Initialize to the prior median; fallback to fallback (defaults to init_to_feasible()) if mean is undefined.

Parameters:fallback (callable) – Fallback init strategy, for sites not specified in values.
Raises:ValueError – If fallback=None and no value for a site is given in values.
init_to_mean(site=None, *, fallback: Optional[Callable] = <function init_to_median>)[source]

Initialize to the prior mean; fallback to fallback (defaults to init_to_median()) if mean is undefined.

Parameters:fallback (callable) – Fallback init strategy, for sites not specified in values.
Raises:ValueError – If fallback=None and no value for a site is given in values.
init_to_uniform(site: Optional[dict] = None, radius: float = 2.0)[source]

Initialize to a random point in the area (-radius, radius) of unconstrained domain.

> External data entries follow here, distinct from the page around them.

PR #3464, opened 2021-07-10
Add status/uptime command

MrSlimeDiamond:
# Status/Uptime command
| Added Command | Description
| :--- | :---
| /sponge status| Show server status

image


src/main/java/org/spongepowered/common/util/DateUtil.java
```diff
@@ -0,0 +1,44 @@
...
+ * AUTHORS OR COPYRIGHT HOLDERS BE LIABLE FOR ANY CLAIM, DAMAGES OR OTHER
+ * LIABILITY, WHETHER IN AN ACTION OF CONTRACT, TORT OR OTHERWISE, ARISING FROM,
+ * OUT OF OR IN CONNECTION WITH THE SOFTWARE OR THE USE OR OTHER DEALINGS IN
+ * THE SOFTWARE.
+ */
+package org.spongepowered.common.util;
+
+import java.time.Duration;
+
+public class DateUtil {
```
Lignium: Instead of writing utility classes, you can simply write code where it is used directly. Moreover, it is used only once. Or at worst make a static method.

src/main/java/org/spongepowered/common/command/sponge/SpongeCommand.java
```diff
@@ -564,6 +573,16 @@ private TextColor tpsColor(final double tps) {
         return CommandResult.success();
     }
 
+    private @NonNull CommandResult uptimeExecutor(final CommandContext context) {
+        String uptime = DateUtil.format(Duration.ofMillis(ManagementFactory.getRuntimeMXBean().getUptime()));
+
+        context.sendMessage(Identity.nil(),
+                Component.text("JVM uptime: "+uptime, NamedTextColor.YELLOW)
```
Lignium: Missing spaces around "+"

src/main/java/org/spongepowered/common/util/DateUtil.java
```diff
@@ -0,0 +1,44 @@
...
+    public static String format(Duration d) {
+        long days = d.toDays();
+        d = d.minusDays(days);
+        long hours = d.toHours();
+        d = d.minusHours(hours);
+        long minutes = d.toMinutes();
+        d = d.minusMinutes(minutes);
+        long seconds = d.getSeconds() ;
+        return
+                (days ==  0?"":days+" days, ")+
```
Lignium: Here too everything stuck together ugly. Always write spaces around operator symbols.

Lignium (changes requested):

src/main/java/org/spongepowered/common/util/DateUtil.java
MrSlimeDiamond: Done in last commit

src/main/java/org/spongepowered/common/util/DateUtil.java
MrSlimeDiamond: Done in last commit

src/main/java/org/spongepowered/common/command/sponge/SpongeCommand.java
MrSlimeDiamond: Done in last commit

src/main/java/org/spongepowered/common/command/sponge/SpongeCommand.java
```diff
@@ -191,6 +192,12 @@
             .addChild(reloadWorldCommand, "world")
             .build();
 
+        // /sponge uptime
+        final Command.Parameterized uptimeCommand = Command.builder()
+                .permission("sponge.command.uptime")
+                .shortDescription(Component.text("Shows Sponge JVM uptime."))
```
ItsDoot: nitpick: rather `Shows JVM uptime.` The property isn't anything specific to Sponge, just general JVM uptime.

src/main/java/org/spongepowered/common/command/sponge/SpongeCommand.java
```diff
@@ -564,6 +572,31 @@ private TextColor tpsColor(final double tps) {
         return CommandResult.success();
     }
 
+    public static String formatMilisDate(Duration d) {
```
ItsDoot: private method

src/main/java/org/spongepowered/common/command/sponge/SpongeCommand.java
```diff
@@ -564,6 +572,31 @@ private TextColor tpsColor(final double tps) {
...
+        long days = d.toDays();
```
ItsDoot: non-mutated variables should be `final`

src/main/java/org/spongepowered/common/command/sponge/SpongeCommand.java
```diff
@@ -564,6 +572,31 @@ private TextColor tpsColor(final double tps) {
...
+        long hours = d.toHours();
+        d = d.minusHours(hours);
+        long minutes = d.toMinutes();
+        d = d.minusMinutes(minutes);
+        long seconds = d.getSeconds();
+        return
+                (days ==  0?"":days+" days, ") +
+                (hours == 0?"":hours+" hours, ") +
+                (minutes ==  0?"":minutes+" minutes, ") +
+                (seconds == 0?"":seconds+" seconds");
```
ItsDoot: this formatting needs some fixing

src/main/java/org/spongepowered/common/command/sponge/SpongeCommand.java
```diff
@@ -564,6 +572,31 @@ private TextColor tpsColor(final double tps) {
...
+    }
+
+    private @NonNull CommandResult uptimeExecutor(final CommandContext context) {
+        String uptime = formatMilisDate(Duration.ofMillis(ManagementFactory.getRuntimeMXBean().getUptime()));
```
ItsDoot: `final String uptime`

ItsDoot (changes requested):

src/main/java/org/spongepowered/common/command/sponge/SpongeCommand.java
MrSlimeDiamond: Fixed in 1435d1b

src/main/java/org/spongepowered/common/command/sponge/SpongeCommand.java
MrSlimeDiamond: Fixed in 1435d1b

src/main/java/org/spongepowered/common/command/sponge/SpongeCommand.java
MrSlimeDiamond: Fixed in 1435d1b

src/main/java/org/spongepowered/common/command/sponge/SpongeCommand.java
MrSlimeDiamond: Fixed in 1435d1b

src/main/java/org/spongepowered/common/command/sponge/SpongeCommand.java
MrSlimeDiamond: Unsure how I could make this formatting better. :P

MrSlimeDiamond: fixed in d9b7d10

dualspiral:
I'm not interested in having `/sponge uptime` on its own. 

That said, I can see some value in a command like this being baked into Sponge, but it'd need to be more useful, so I think I'd be more in favour of a `/sponge status` command that contains various useful bits of information about the currently running instance, one of which is JVM uptime. There are also things like server uptime, memory usage, etc. that might be useful.

Some might argue that this belongs in a plugin ([and right now, I do this sort of stuff in Nucleus](https://github.com/NucleusPowered/Nucleus/blob/v3/nucleus-modules/src/main/java/io/github/nucleuspowered/nucleus/modules/misc/commands/ServerStatCommand.java#L47-L103)) but I could be convinced to have a status subcommand in Sponge if it's done well as this really is on a server management end.

Don't just copy what I've done, but go away, think about what might be useful to server owners about the current system environment, then suggest what you think would work in a `status` like subcommand.

MrSlimeDiamond:
> 
> 
> I'm not interested in having `/sponge uptime` on its own.
> 
> That said, I can see some value in a command like this being baked into Sponge, but it'd need to be more useful, so I think I'd be more in favour of a `/sponge status` command that contains various useful bits of information about the currently running instance, one of which is JVM uptime. There are also things like server uptime, memory usage, etc. that might be useful.
> 
> Some might argue that this belongs in a plugin ([and right now, I do this sort of stuff in Nucleus](https://github.com/NucleusPowered/Nucleus/blob/v3/nucleus-modules/src/main/java/io/github/nucleuspowered/nucleus/modules/misc/commands/ServerStatCommand.java#L47-L103)) but I could be convinced to have a status subcommand in Sponge if it's done well as this really is on a server management end.
> 
> Don't just copy what I've done, but go away, think about what might be useful to server owners about the current system environment, then suggest what you think would work in a `status` like subcommand.

That's a very cool idea!

MrSlimeDiamond:
@dualspiral `/sponge version` and `/sponge status` are similar commands (I based my status command off the version commmand) would it be a good idea if I merged them to make `/sponge info`?

dualspiral:
No.

MrSlimeDiamond:
> That said, I can see some value in a command like this being baked into Sponge, but it'd need to be more useful, so I think I'd be more in favour of a `/sponge status` command that contains various useful bits of information about the currently running instance, one of which is JVM uptime. There are also things like server uptime, memory usage, etc. that might be useful.

I added the status command as requested.

src/main/java/org/spongepowered/common/SpongeLifecycle.java
```diff
@@ -67,6 +68,7 @@
 @Singleton
 public final class SpongeLifecycle {
 
+    public static long tookStartedNanos;
```
dualspiral, line 71: No. Not here.

Reading your code, `tookStartedNanos` here is intended to be the time where the server is deemed to have started... I think. It's not what it is necessarily though, as `Util.getNanos()` may have a different meaning on the client. 

Further, within a game lifecycle, the server may be restarted multiple times - this is what happens on the client if you switch saves. This isn't handled here.

This _really_ shouldn't be on the lifecycle object, most certainly the wrong place. The server startup time should be on the `Server` object, and not as a static field.

src/main/java/org/spongepowered/common/command/sponge/SpongeCommand.java
```diff
@@ -564,6 +570,69 @@ private TextColor tpsColor(final double tps) {
...
+        final long maxMem = Runtime.getRuntime().maxMemory() / 1024 / 1024;
+        final long totalMem = Runtime.getRuntime().totalMemory() / 1024 / 1024;
+        final long freeMem = Runtime.getRuntime().freeMemory() / 1024 / 1024;
+        final int tps = Sponge.server().targetTicksPerSecond();
+        final long milisStartTime = SpongeLifecycle.tookStartedNanos / 1000000;
+        final String serverUptime = formatDuration(Duration.ofMillis(ManagementFactory.getRuntimeMXBean().getUptime() - milisStartTime));
+
+        builder.append(
+                Component.newline(),
+                Component.text("    Max memory", NamedTextColor.GRAY),
```
dualspiral: There is `SpongeCommand.INDENT` at the top, use that so we're consistent.

src/main/java/org/spongepowered/common/command/sponge/SpongeCommand.java
```diff
@@ -564,6 +570,69 @@ private TextColor tpsColor(final double tps) {
...
+                colon,
+                Component.text(totalMem + "MB", NamedTextColor.WHITE),
+                Component.newline(),
+                Component.text("    Free memory", NamedTextColor.GRAY),
+                colon,
+                Component.text(freeMem + "MB", NamedTextColor.WHITE),
+                Component.newline(),
+                Component.text("    TPS", NamedTextColor.GRAY),
+                colon,
+                Component.text(tps, tps >= 15 ? NamedTextColor.GREEN : tps >= 10 ? NamedTextColor.YELLOW : NamedTextColor.RED),
```
dualspiral, line 603: There is a function in this class, `tpsColor` that was added to do the colouring. Use that.

Note we have `/sponge tps`. Might be worth making this clickable causing it to run that command?

src/main/java/org/spongepowered/common/command/sponge/SpongeCommand.java
```diff
@@ -564,6 +570,69 @@ private TextColor tpsColor(final double tps) {
         return CommandResult.success();
     }
 
+    private @NonNull CommandResult statusExecutor(final CommandContext context) {
+        final TextComponent.Builder builder = Component.text()
+                .append(
+                        Component.text(Launch.instance().platformPlugin().metadata().name().get(), Style.style(NamedTextColor.YELLOW, TextDecoration.BOLD))
+                );
+        final Component colon = Component.text(": ", NamedTextColor.GRAY);
+        final String uptime = formatDuration(Duration.ofMillis(ManagementFactory.getRuntimeMXBean().getUptime()));
```
dualspiral: Any static access should be prefixed by the class name, even if it is the same class, so `SpongeCommand.formatDuration(...)`

src/main/java/org/spongepowered/common/command/sponge/SpongeCommand.java
```diff
@@ -564,6 +570,69 @@ private TextColor tpsColor(final double tps) {
...
+        final long maxMem = Runtime.getRuntime().maxMemory() / 1024 / 1024;
+        final long totalMem = Runtime.getRuntime().totalMemory() / 1024 / 1024;
+        final long freeMem = Runtime.getRuntime().freeMemory() / 1024 / 1024;
+        final int tps = Sponge.server().targetTicksPerSecond();
```
dualspiral, line 584: Look how it's done in `tpsExecutor`, you should follow that.

src/main/java/org/spongepowered/common/command/sponge/SpongeCommand.java
```diff
@@ -564,6 +570,69 @@ private TextColor tpsColor(final double tps) {
...
+    private static String formatDuration(Duration d) {
+        final long days = d.toDays();
+        d = d.minusDays(days);
+        final long hours = d.toHours();
+        d = d.minusHours(hours);
+        final long minutes = d.toMinutes();
+        d = d.minusMinutes(minutes);
+        final long seconds = d.getSeconds();
+        final StringJoiner joiner = new StringJoiner(", ");
+        if (days > 0) joiner.add(days + " days");
```
dualspiral: If statements must not be oneliners.

```java
if (days > 0) {
    joiner.add(days + "days");
}
```

src/mixins/java/org/spongepowered/common/mixin/core/server/dedicated/DedicatedServerMixin.java
```diff
@@ -50,9 +50,9 @@
 
     @Inject(method = "<init>", at = @At("TAIL"))
     private void impl$setServerOnGame(Thread p_i232601_1_, RegistryAccess.RegistryHolder p_i232601_2_, LevelStorageSource.LevelStorageAccess p_i232601_3_,
-            PackRepository p_i232601_4_, ServerResources p_i232601_5_, WorldData p_i232601_6_, DedicatedServerSettings p_i232601_7_,
-            DataFixer p_i232601_8_, MinecraftSessionService p_i232601_9_, GameProfileRepository p_i232601_10_, GameProfileCache p_i232601_11_,
-            ChunkProgressListenerFactory p_i232601_12_, CallbackInfo ci) {
+                                      PackRepository p_i232601_4_, ServerResources p_i232601_5_, WorldData p_i232601_6_, DedicatedServerSettings p_i232601_7_,
+                                      DataFixer p_i232601_8_, MinecraftSessionService p_i232601_9_, GameProfileRepository p_i232601_10_, GameProfileCache p_i232601_11_,
+                                      ChunkProgressListenerFactory p_i232601_12_, CallbackInfo ci) {
```
dualspiral, line 55: Unnecessary change, please don't change formatting and nothing else.

src/mixins/java/org/spongepowered/common/mixin/core/server/dedicated/DedicatedServerMixin.java
```diff
@@ -74,4 +74,4 @@ private void onSave(final GameProfileCache cache) {
     public boolean bridge$performAutosaveChecks() {
         return this.shadow$isRunning();
     }
-}
```
dualspiral, line 77: Unnecessary change, please don't change formatting if you're not touching the class or area of code (and style says new line at the end of a file anyway).

src/main/java/org/spongepowered/common/SpongeCommon.java
```diff
@@ -33,6 +33,7 @@
 import org.checkerframework.checker.nullness.qual.Nullable;
 import org.spongepowered.api.Sponge;
 import org.spongepowered.api.event.Event;
+import org.spongepowered.api.event.lifecycle.StartedEngineEvent;
```
dualspiral: Undo this (it's easily left in when testing I know, I miss these things myself, but the PR process lets us see these mistakes more easily...)

src/main/java/org/spongepowered/common/SpongeLifecycle.java
```diff
@@ -190,6 +192,7 @@ public void callStartingEngineEvent(final Engine engine) {
     public void callStartedEngineEvent(final Engine engine) {
         this.game.eventManager().post(SpongeEventFactory.createStartedEngineEvent(PhaseTracker.getCauseStackManager().currentCause(),
                 engine, this.game, (TypeToken<Engine>) TypeToken.get(engine.getClass())));
+        tookStartedNanos = Util.getNanos();
```
dualspiral, line 195: Though this should not be here at all, this would otherwise be `SpongeLifecycle.tookStartedNanos`.

src/main/java/org/spongepowered/common/command/sponge/SpongeCommand.java
```diff
@@ -564,6 +570,69 @@ private TextColor tpsColor(final double tps) {
...
+                        Component.text(Launch.instance().platformPlugin().metadata().name().get(), Style.style(NamedTextColor.YELLOW, TextDecoration.BOLD))
+                );
+        final Component colon = Component.text(": ", NamedTextColor.GRAY);
+        final String uptime = formatDuration(Duration.ofMillis(ManagementFactory.getRuntimeMXBean().getUptime()));
+        final long maxMem = Runtime.getRuntime().maxMemory() / 1024 / 1024;
+        final long totalMem = Runtime.getRuntime().totalMemory() / 1024 / 1024;
+        final long freeMem = Runtime.getRuntime().freeMemory() / 1024 / 1024;
+        final int tps = Sponge.server().targetTicksPerSecond();
+        final long milisStartTime = SpongeLifecycle.tookStartedNanos / 1000000;
+        final String serverUptime = formatDuration(Duration.ofMillis(ManagementFactory.getRuntimeMXBean().getUptime() - milisStartTime));
```
dualspiral: Qualify access.

src/main/java/org/spongepowered/common/command/sponge/SpongeCommand.java
```diff
@@ -564,6 +570,69 @@ private TextColor tpsColor(final double tps) {
...
+
+        builder.append(
+                Component.newline(),
+                Component.text("    Max memory", NamedTextColor.GRAY),
+                colon,
+                Component.text(maxMem + "MB", NamedTextColor.WHITE),
+                Component.newline(),
+                Component.text("    Total memory", NamedTextColor.GRAY),
```
dualspiral: What does Total/Free Memory mean? Are these terms clear to server owners?

src/main/java/org/spongepowered/common/command/sponge/SpongeCommand.java
```diff
@@ -71,12 +72,10 @@
...
 import java.text.DecimalFormat;
 import java.text.MessageFormat;
+import java.time.Duration;
 import java.time.LocalDateTime;
 import java.time.format.DateTimeFormatter;
-import java.util.ArrayList;
-import java.util.Collection;
-import java.util.List;
-import java.util.Optional;
+import java.util.*;
```
dualspiral, line 79: No star imports as per our style guide.

src/main/java/org/spongepowered/common/command/sponge/SpongeCommand.java
```diff
@@ -204,7 +209,8 @@
                 .addChild(tpsCommand, "tps")
                 .addChild(versionCommand, "version")
                 .addChild(whichCommand, "which")
-                .addChild(reloadCommand, "reload");
+                .addChild(reloadCommand, "reload")
+                .addChild(statusCommand, "status", "uptime");
```
dualspiral: Just status.

dualspiral (commented):
There are a lot of unnecessary changes and style problems. [You can see our style guide here](https://docs.spongepowered.org/stable/en/contributing/implementation/codestyle.html). There are a couple of things that are now different (don't use Google Preconditions, static access must _always_ be qualified with the class name), but it's worth knowing about them.

What I was aiming for in my previous comment was to have some discussion and ideas as to what might be useful from a server owner's point of view, and gave you my example as a springboard. If a server owner ran such a command, what information about the status of the server might be useful to them? Are all of these things useful?

I just want a bit of thought and reasoning as to why what you've done is useful, rather than pull in a command that has a jumble of stats that may or may not be useful.

src/main/java/org/spongepowered/common/SpongeLifecycle.java
MrSlimeDiamond: Yeah, for now I'll just keep it to JVM uptime.

src/mixins/java/org/spongepowered/common/mixin/core/server/dedicated/DedicatedServerMixin.java
MrSlimeDiamond: Didn't realize I did that. Oops.

src/mixins/java/org/spongepowered/common/mixin/core/server/dedicated/DedicatedServerMixin.java
MrSlimeDiamond: Again, accident

src/main/java/org/spongepowered/common/command/sponge/SpongeCommand.java
MrSlimeDiamond: It's a private method

src/main/java/org/spongepowered/common/command/sponge/SpongeCommand.java
MrSlimeDiamond: Done in 0656326

src/main/java/org/spongepowered/common/SpongeCommon.java
MrSlimeDiamond: Done in 0656326

src/main/java/org/spongepowered/common/command/sponge/SpongeCommand.java
MrSlimeDiamond: Done in 0656326

src/main/java/org/spongepowered/common/command/sponge/SpongeCommand.java
MrSlimeDiamond: Done in 0656326

src/main/java/org/spongepowered/common/command/sponge/SpongeCommand.java
MrSlimeDiamond: Done in 0656326

src/main/java/org/spongepowered/common/command/sponge/SpongeCommand.java
dualspiral: Doesn't matter. It's our style.

MrSlimeDiamond: image

dualspiral: ....what? That's not qualifying access, I was saying prefix the `formatDuration` call with the class name - `SpongeComponents.formatDuration`

MrSlimeDiamond: OH, I think I did that in 0656326.

dualspiral:
I'm going to close this.

While some server owners may like the idea of an uptime command, the problem here is that a lot of ideas have been put together and there isn't really a theme of what might be useful. I was always on the side of needing to be convinced rather than needing to be dissuaded anyway. I've also made many comments but most of them haven't really been resolved. I'm still not really sure about this and I think it might need a fresh approach if we are to do anything like this.

So, if server owners still want this, I think the better way to do this would be to start by opening an issue on the Sponge repo and adding discussion as to what might be useful.

Alternatively, I'm content leaving most of this to plugins.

Parameters:radius (float) – specifies the range to draw an initial point in the unconstrained domain.
init_to_value(site: Optional[dict] = None, values: dict = {}, *, fallback: Optional[Callable] = <function init_to_uniform>)[source]

Initialize to the value specified in values. Fallback to fallback (defaults to init_to_uniform()) strategy for sites not appearing in values.

Parameters:
  • values (dict) – dictionary of initial values keyed by site name.
  • fallback (callable) – Fallback init strategy, for sites not specified in values.
Raises:

ValueError – If fallback=None and no value for a site is given in values.

init_to_generated(site=None, generate=<function <lambda>>)[source]

Initialize to another initialization strategy returned by the callback generate which is called once per model execution.

This is like init_to_value() but can produce different (e.g. random) values once per model execution. For example to generate values and return init_to_value you could define:

def generate():
    values = {"x": torch.randn(100), "y": torch.rand(5)}
    return init_to_value(values=values)

my_init_fn = init_to_generated(generate=generate)
Parameters:generate (callable) – A callable returning another initialization function, e.g. returning an init_to_value(values={...}) populated with a dictionary of random samples.
class InitMessenger(init_fn)[source]

Bases: pyro.poutine.messenger.Messenger

Initializes a site by replacing .sample() calls with values drawn from an initialization strategy. This is mainly for internal use by autoguide classes.

Parameters:init_fn (callable) – An initialization function.